Preaching to the Converted
Kent Barker, HIP co-Political Editor, listened to Jeremy Corbyn speechifying in Hastings last thursday
St Mary in the Castle may not have been a proper church for years, but there was more than a hint of an old time revivalist meeting as Jeremy Corbyn came to address the faithful there. Standing ovations were the order of the day. First when shadow Home Secretary and Corbyn cheer-leader Diane Abbott took her place in the front row, and then, roof-raisingly, as ‘Jeremy’ himself entered.
PICTURE: Owen Price
Assorted camera operators (actually I think they were all men) jostled for pole position and unleashed a torrent of flashbulbs. For no apparent reason Thelma Walker, Labour MP for Colne Valley, was given the task of introducing her leader. Perhaps it was because hers was another marginal seat and she had managed to overturn a Conservative majority in the 2017 general election. Peter Chowney, Council leader and Labour’s declared candidate for Hastings and Rye, positively glowed in his sharp suit and bright red tie every time his name was mentioned. He was sitting to Corbyn’s left and the Labour Leader showered praise on his ‘good friend’.
So ostensibly the visit was to bolster Labour support and remove incumbent MP Amber Rudd and her wafer thin 346 majority. But it was taking place the day after Labour had lost the No Confidence vote in Westminster, pushing back any hope of an early general election. And not a few among the members in the audience were wondering why Mr Corbyn was in Hastings at all, and not in Downing Street. Not as Prime Minister yet, you understand, but having taken up Mrs May’s offer of cross-party Brexit talks.
Certainly that’s what the national press wanted to know; that’s why they’d turned up in such numbers. They were given slim pickings. May’s offer was a “stunt” declared Corbyn”. ‘Take ‘No Deal’ off the table now, please, Prime Minister’, he asked politely, then he would consider face to face discussions.
PICTURE: Oliver Tookey
On other areas Corbyn was on safer ground or, to mix a metaphor, walking on water. Opposition to benefit and public services cuts got enthusiastic ovations, as did his closing pledge that a Labour government would introduce ‘free education – from Cradle to Grave as a human right’.
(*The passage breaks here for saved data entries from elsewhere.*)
Issue #414, opened 2020-02-17
gRPC CreateInitialMetadata callback not work


bianpengyuan:
onCreateInitialMetadata is triggered inline in SendRaw, at that time grpc call token is not yet returned into module, which makes onCreateInitialMetadata always fail. This is the tentative fix in istio envoy repo: https://github.com/istio/envoy/pull/152/files#diff-3367fe470b910c37aac0a6fd5856a936 not sure if it is the proper fix. If yes I could patch the same fix in envoy-wasm repo.

PiotrSikora:
Looking at this now, I'm wondering if there is any reason to have this callback at all? It seems that we're mimicking Envoy's APIs here, but `proxy_grpc_call` could be simply include initial metadata as one of the input parameters, right? or am I missing some use case?

kyessenov:
+1. Metadata should just be part of the call.

bianpengyuan:
How do you express other operation other than adding if initial metadata becomes a param?

PiotrSikora:
> How do you express other operation other than adding if initial metadata becomes a param?

Do you have a real use case for that?

bianpengyuan:
No I don't. This is the first time I tried out this callback :) . I am fine with eliminating it from the ABI and turn it into a param. Will update the PR to do that.

kyessenov:
No ABI change in 1.4 please. Ideally, 1.5 either. The ABI cleanup needs to happen after the release.

bianpengyuan:
No more change to 1.4 for sure. My current priority is to get something working for release-1.5, no matter it involves an ABI change or not.

@PiotrSikora Would it be acceptable if we just do the minimal fix in release-1.5 and master like release-1.4 (https://github.com/istio/envoy/commit/37dbbd43ed8020c4066e0737d1fc7902fceef36a#diff-3367fe470b910c37aac0a6fd5856a936), which involves no abi change. I will also add a test for it. Later on we can clean up the ABI after release-1.5 is out.

PiotrSikora:
I'm fine with having the minimal fix in `release-1.4` and `release-1.5`, but I'd rather do a proper fix in `master`.

bianpengyuan:
Ok then I will do a cherry-pick of release-1.4 change to release-1.5 with a test. Then update master later to eliminate the callback.

jplevyak:
Fixed

PR #417, opened 2020-02-19
Fix Wasm gRPC initial metadata callback

bianpengyuan:
https://github.com/envoyproxy/envoy-wasm/issues/414

This change adds two member variables to gRPC handler, so that onCreateInitialMetadata could be triggered even the call token is not ready in the module.

cc @PiotrSikora 

Description:
Risk Level:
Testing:
Docs Changes:
Release Notes:
[Optional Fixes #Issue]
[Optional Deprecated:]


PiotrSikora:
The test failures are real, you need to update API, regenerate SDK and/or update test files.

Also, could you please add a test exercising gRPC callout (I thought we had one, so I'm not sure why it didn't catch this issue?), to make sure that the fix works?

bianpengyuan:
Yeah, wasm gen make file misses root_id.wasm. Seems like gRPC test does not exercise initial metadata code path. Will add a case for it.

bianpengyuan:
Supersede by https://github.com/envoyproxy/envoy-wasm/pull/461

But there was little doubt that the elephant in the room was named Brexit and the mood of the meeting was firmly for a second referendum. Here the Labour leader differed from his audience. A people’s vote was still ruled out until after all attempts had failed to get a general election, he said, though at least he was now actually referring to it as a future possibility.
Jeremy Corbyn is an adroit public speaker. He knows just what buttons to press, and moves swiftly onto safe ground if he detects dissention. But the problem was that everyone in the hall – bar possibly the press – was a Labour Party member and would inevitably be voting Labour at the next election. What the party needs to do is convince the swing voters, and one wonders if Corbyn’s time might not be better spent speaking to them. It’s riskier as he may get heckled. But the rewards could be far higher than simply preaching to the converted.